Saved entries:

===============

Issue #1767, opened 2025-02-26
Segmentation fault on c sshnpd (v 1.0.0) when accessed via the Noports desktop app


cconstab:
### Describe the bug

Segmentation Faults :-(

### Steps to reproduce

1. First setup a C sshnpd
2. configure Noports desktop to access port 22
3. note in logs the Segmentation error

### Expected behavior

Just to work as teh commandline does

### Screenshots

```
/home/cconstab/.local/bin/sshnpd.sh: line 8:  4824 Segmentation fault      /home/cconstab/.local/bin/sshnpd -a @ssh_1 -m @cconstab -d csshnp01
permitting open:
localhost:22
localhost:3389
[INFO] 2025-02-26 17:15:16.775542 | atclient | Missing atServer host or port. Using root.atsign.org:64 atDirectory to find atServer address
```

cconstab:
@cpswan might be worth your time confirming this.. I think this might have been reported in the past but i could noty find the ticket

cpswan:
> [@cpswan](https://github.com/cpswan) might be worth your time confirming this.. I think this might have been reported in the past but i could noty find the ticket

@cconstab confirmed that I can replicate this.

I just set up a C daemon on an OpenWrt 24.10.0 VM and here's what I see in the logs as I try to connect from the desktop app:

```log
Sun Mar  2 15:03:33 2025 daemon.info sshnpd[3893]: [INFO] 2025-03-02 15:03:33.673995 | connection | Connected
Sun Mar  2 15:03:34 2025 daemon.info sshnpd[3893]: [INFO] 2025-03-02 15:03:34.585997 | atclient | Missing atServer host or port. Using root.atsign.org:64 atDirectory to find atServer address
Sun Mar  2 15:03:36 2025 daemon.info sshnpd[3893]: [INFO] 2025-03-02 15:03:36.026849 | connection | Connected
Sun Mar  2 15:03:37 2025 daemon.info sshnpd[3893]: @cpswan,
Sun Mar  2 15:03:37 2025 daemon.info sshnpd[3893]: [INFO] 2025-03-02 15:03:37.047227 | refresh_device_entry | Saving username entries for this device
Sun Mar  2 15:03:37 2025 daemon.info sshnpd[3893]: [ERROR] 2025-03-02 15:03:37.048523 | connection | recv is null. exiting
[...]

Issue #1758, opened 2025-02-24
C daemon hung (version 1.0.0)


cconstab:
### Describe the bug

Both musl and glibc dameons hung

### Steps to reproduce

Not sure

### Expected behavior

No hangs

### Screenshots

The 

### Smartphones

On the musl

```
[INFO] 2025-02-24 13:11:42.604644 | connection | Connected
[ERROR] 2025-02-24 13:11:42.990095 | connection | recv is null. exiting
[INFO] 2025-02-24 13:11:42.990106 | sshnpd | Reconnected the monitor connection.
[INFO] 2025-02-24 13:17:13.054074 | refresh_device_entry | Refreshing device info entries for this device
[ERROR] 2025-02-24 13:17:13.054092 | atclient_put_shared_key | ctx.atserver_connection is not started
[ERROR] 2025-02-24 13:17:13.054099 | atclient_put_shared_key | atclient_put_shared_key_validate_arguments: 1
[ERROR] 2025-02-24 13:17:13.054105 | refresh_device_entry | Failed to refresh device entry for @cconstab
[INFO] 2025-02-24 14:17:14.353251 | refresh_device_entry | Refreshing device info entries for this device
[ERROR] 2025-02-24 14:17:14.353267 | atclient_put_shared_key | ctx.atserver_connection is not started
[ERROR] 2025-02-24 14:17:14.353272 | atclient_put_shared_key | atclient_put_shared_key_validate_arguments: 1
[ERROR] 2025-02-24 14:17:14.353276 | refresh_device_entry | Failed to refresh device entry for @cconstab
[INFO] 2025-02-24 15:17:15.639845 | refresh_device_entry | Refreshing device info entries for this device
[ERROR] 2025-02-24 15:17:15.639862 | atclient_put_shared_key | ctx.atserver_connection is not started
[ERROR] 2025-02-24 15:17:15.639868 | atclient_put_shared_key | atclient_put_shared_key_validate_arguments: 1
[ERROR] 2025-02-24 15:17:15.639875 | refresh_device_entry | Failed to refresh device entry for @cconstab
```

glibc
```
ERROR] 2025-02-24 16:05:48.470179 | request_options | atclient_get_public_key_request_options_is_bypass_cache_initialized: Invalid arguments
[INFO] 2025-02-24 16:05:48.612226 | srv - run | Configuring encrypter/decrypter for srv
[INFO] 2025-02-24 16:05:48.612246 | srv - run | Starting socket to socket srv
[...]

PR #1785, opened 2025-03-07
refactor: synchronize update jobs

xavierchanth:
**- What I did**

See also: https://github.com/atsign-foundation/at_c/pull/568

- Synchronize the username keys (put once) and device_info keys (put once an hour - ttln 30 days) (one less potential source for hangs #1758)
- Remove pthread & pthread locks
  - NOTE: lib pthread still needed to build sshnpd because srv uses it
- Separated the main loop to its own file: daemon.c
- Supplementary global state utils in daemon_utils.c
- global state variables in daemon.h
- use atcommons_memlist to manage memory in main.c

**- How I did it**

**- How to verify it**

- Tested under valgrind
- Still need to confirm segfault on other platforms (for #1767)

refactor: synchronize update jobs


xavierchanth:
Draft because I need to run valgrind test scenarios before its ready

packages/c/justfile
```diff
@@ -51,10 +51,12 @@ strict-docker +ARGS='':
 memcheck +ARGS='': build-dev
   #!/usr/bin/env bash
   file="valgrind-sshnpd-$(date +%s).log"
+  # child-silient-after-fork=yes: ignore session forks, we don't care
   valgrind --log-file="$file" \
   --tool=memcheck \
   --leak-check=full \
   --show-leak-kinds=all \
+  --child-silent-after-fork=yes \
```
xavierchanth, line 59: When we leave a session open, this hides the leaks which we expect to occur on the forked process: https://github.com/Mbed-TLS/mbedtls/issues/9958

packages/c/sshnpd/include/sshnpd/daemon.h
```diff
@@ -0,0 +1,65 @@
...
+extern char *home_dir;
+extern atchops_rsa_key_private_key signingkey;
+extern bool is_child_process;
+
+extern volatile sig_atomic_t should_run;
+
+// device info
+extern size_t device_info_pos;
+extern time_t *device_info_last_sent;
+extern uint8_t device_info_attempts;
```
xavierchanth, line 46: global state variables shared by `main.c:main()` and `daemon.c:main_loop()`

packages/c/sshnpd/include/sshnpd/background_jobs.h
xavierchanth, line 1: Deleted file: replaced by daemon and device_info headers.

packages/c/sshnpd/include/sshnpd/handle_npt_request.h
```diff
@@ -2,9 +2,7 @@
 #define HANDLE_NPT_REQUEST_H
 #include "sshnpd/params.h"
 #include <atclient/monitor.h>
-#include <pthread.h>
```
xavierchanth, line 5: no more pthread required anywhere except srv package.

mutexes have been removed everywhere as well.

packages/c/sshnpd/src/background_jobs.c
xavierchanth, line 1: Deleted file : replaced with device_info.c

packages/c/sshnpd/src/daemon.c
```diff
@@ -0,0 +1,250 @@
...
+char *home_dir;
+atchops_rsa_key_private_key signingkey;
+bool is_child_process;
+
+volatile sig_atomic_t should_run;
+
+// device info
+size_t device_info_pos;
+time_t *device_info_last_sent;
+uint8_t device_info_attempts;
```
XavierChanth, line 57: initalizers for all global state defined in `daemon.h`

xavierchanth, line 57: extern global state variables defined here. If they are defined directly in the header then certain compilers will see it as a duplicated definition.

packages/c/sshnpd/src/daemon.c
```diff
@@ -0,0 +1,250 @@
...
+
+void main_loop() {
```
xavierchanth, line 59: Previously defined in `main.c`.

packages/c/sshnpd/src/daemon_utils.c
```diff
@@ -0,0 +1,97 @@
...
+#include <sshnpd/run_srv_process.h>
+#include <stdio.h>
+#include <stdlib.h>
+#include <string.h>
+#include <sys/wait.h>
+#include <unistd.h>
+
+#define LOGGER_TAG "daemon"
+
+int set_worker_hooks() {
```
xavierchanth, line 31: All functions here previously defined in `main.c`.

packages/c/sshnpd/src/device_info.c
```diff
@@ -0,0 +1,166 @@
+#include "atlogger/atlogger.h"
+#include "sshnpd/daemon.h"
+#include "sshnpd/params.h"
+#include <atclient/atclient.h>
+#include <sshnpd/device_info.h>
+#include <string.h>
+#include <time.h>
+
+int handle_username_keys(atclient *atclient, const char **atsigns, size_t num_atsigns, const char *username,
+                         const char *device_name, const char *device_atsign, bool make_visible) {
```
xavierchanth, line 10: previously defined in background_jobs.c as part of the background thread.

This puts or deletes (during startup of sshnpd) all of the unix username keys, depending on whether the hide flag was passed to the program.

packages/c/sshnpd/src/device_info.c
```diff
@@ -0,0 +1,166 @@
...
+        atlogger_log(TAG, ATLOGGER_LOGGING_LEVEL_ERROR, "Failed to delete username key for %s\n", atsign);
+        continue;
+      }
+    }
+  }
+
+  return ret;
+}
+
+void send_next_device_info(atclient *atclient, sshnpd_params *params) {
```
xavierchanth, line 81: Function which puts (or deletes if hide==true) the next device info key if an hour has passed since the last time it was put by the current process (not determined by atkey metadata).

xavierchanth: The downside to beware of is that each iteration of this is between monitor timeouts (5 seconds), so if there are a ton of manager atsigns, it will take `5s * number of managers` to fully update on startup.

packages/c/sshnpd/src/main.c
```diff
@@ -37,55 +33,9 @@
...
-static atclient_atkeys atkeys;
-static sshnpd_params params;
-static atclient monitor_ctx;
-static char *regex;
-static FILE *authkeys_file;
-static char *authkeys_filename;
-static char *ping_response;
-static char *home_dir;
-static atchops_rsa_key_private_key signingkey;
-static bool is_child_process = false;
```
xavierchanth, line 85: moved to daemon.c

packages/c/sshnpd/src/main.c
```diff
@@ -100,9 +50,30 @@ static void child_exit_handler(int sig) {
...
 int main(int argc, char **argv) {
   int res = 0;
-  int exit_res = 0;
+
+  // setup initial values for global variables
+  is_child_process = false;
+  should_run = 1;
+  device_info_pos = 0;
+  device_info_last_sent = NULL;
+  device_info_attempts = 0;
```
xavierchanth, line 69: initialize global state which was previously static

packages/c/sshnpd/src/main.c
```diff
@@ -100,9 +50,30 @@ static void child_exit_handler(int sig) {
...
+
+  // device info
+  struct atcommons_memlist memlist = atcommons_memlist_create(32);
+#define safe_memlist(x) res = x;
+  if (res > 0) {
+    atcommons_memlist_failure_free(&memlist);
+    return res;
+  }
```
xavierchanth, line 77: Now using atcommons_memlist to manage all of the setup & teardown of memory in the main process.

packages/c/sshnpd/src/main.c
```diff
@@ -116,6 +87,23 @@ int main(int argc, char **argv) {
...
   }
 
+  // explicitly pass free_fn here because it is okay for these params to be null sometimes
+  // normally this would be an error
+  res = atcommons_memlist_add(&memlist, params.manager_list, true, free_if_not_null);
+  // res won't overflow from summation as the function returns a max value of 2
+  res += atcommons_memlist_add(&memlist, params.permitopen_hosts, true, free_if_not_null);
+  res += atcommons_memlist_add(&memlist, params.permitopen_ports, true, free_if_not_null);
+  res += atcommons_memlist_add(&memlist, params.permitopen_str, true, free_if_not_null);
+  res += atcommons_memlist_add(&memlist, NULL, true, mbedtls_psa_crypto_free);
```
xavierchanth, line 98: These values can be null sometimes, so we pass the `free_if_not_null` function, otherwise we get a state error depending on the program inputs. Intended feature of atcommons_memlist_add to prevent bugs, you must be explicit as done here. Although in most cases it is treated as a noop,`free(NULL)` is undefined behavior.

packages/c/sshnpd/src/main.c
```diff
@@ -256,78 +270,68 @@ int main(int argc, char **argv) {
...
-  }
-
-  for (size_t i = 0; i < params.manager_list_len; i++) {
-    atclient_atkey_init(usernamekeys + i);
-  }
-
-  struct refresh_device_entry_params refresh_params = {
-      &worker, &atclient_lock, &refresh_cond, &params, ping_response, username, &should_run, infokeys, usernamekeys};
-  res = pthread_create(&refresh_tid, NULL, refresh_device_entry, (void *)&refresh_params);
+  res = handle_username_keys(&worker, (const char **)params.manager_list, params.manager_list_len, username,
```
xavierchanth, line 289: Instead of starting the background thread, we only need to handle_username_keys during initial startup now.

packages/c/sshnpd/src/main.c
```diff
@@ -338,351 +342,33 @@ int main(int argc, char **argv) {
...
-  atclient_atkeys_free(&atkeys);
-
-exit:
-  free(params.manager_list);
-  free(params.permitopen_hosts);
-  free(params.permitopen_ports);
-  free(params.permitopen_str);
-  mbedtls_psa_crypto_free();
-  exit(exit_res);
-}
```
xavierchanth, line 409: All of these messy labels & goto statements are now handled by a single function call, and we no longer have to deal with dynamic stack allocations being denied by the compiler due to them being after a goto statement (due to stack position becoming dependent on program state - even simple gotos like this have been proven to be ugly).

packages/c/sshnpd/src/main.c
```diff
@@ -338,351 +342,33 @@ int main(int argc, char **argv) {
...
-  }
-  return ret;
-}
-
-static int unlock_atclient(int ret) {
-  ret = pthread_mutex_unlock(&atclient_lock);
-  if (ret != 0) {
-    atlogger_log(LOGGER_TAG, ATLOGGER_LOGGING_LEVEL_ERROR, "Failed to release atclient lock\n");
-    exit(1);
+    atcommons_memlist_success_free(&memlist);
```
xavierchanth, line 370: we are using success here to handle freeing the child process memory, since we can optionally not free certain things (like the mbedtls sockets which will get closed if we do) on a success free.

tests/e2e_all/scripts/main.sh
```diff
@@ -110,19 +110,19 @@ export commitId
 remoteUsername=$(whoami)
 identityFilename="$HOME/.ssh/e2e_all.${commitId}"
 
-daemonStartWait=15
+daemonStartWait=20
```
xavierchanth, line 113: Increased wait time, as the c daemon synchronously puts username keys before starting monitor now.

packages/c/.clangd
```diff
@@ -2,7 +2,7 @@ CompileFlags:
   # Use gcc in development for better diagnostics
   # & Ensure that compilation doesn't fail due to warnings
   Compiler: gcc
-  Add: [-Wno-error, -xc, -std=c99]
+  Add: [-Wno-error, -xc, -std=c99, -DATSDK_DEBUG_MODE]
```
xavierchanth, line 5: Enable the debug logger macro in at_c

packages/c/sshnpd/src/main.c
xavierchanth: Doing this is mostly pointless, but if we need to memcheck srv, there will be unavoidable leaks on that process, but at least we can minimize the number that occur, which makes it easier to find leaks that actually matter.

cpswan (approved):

===============

*YOUR OBJECTIVE*
Take from the entries every line that has the string "https".

*SOLUTION TO THIS EXERCISE*
> [@cpswan](https://github.com/cpswan) might be worth your time confirming this.. I think this might have been reported in the past but i could noty find the ticket
See also: https://github.com/atsign-foundation/at_c/pull/568
xavierchanth, line 59: When we leave a session open, this hides the leaks which we expect to occur on the forked process: https://github.com/Mbed-TLS/mbedtls/issues/9958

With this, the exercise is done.